Activision Collection 3 es un cartucho oficial de Evercade ya disponible que amplía la presencia de Activision en el ecosistema de Blaze Entertainment con una tercera selección de clásicos de los años ochenta. La colección reúne 13 juegos publicados originalmente en hardware de 8 bits asociado al catálogo temprano de Activision, con una representación clara del tipo de experiencias que definieron la etapa inicial de la compañía: acción directa, arcade doméstico, deportes y diseños muy reconocibles de la era Atari.
Dentro del catálogo de Evercade, este cartucho funciona como una pieza de continuidad histórica. No solo completa la presencia de Activision junto a las dos recopilaciones anteriores, también recupera títulos menos habituales en reediciones físicas modernas, algo especialmente relevante para coleccionistas que buscan cartuchos oficiales con material clásico licenciado y una cierta vocación de archivo.

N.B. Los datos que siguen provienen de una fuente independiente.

PR #1157, opened 2025-11-21
fix(windows): exit process on `WM_ENDSESSION`

Legend-Master:
Reference: https://github.com/tauri-apps/tauri/pull/14479#issuecomment-3562121016

Open to suggestion on this one, we can detect `lParam` here to do special handling to Restart Manager but I honestly feel like the Windows shutdown behavior itself is a bit of a myth so might just to the exit ourselves regardlesss


Legend-Master:
After the testing in https://github.com/rust-windowing/winit/pull/4425#discussion_r2558437389, I think it should be possible to exit normally without the `std::process:exit` here, but that requires us to adopt https://github.com/rust-windowing/winit/pull/2767 or our current way of pulling the message through `GetMessageW` (`GetMessageW` dispatches none queued messages by itself and only returns on queued messages) will not return to us (or maybe we can post a message to the message queue?)

src/platform_impl/windows/event_loop.rs
```diff
@@ -2414,8 +2414,14 @@ unsafe extern "system" fn thread_event_target_callback<T: 'static>(
       // and we don't need to handle that case since we didn't do anything prior in response to `WM_QUERYENDSESSION`
       if wparam.0 == TRUE.0 as usize {
         subclass_input.event_loop_runner.loop_destroyed();
+        // `WM_ENDSESSION` can be sent by Windows during shutdown or by Restart Manager
+        //
+        // - From Windows shutdown: Windows will shut us down after we return `0` here
+        // - From Restart Manager: Restart Manager only sends the message but will wait for us to shutdown ourselves
+        //
+        // So, we call `exit` here directly to align this behavior
+        std::process::exit(0);
```
thomaseizinger, line 2337: This does also happen in the `run_return` case? I would really like to not have this then as we want to do some graceful cleanup before exiting.

Legend-Master: > This does also happen in the run_return case?

This happens in all cases when you spin the event loop, and yes, including `run_return`. One thing to note here is no matter what we do here, during shutdown, Windows will terminate us anyways

This does trigger `Exit` event for you to do some clean ups though

thomaseizinger: > This does trigger `Exit` event for you to do some clean ups though

I don't quite understand that. If you call process exit here, no more code can execute after this, right?

I don't know the details of `WM_ENDSESSION` but why can't we just gracefully exit the event-loop here? What would be the point of a signal from Windows if we can't run a few more instructions to shut down?

Exiting the process should IMO be reserved for the binary that embeds Tauri and not happen in Tauri itself.

Legend-Master: > I don't quite understand that. If you call process exit here, no more code can execute after this, right?

Yes, the event handler is called in the line above

> subclass_input.event_loop_runner.loop_destroyed();

---

> I don't know the details of WM_ENDSESSION but why can't we just gracefully exit the event-loop here? What would be the point of a signal from Windows if we can't run a few more instructions to shut down?

> Exiting the process should IMO be reserved for the binary that embeds Tauri and not happen in Tauri itself.

In the Windows shutdown case, you're supposed to block the event loop (not returning from the window procedure) to do the clean up, and once you return, Windows terminates the app if you don't do it yourselves

For the restart manager case, see my comment above https://github.com/tauri-apps/tao/pull/1157#issuecomment-3578870725

FabianLars (approved):
blind approval - maybe wait for @amrbashir idk

amrbashir (approved):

Una tercera recopilación de Activision con valor histórico real
El interés de Activision Collection 3 está en su equilibrio entre nombres muy conocidos y obras menos recordadas. Aquí conviven referentes inmediatos como Kaboom!, Chopper Command o Keystone Kapers con juegos bastante menos visibles en recopilatorios actuales, lo que da al cartucho una personalidad propia dentro de Evercade. También sirve para entender mejor la amplitud del catálogo de Activision en los primeros años del videojuego doméstico, cuando la identidad de una editora podía construirse a base de conceptos simples, mecánicas muy depuradas y autores con una firma creativa reconocible.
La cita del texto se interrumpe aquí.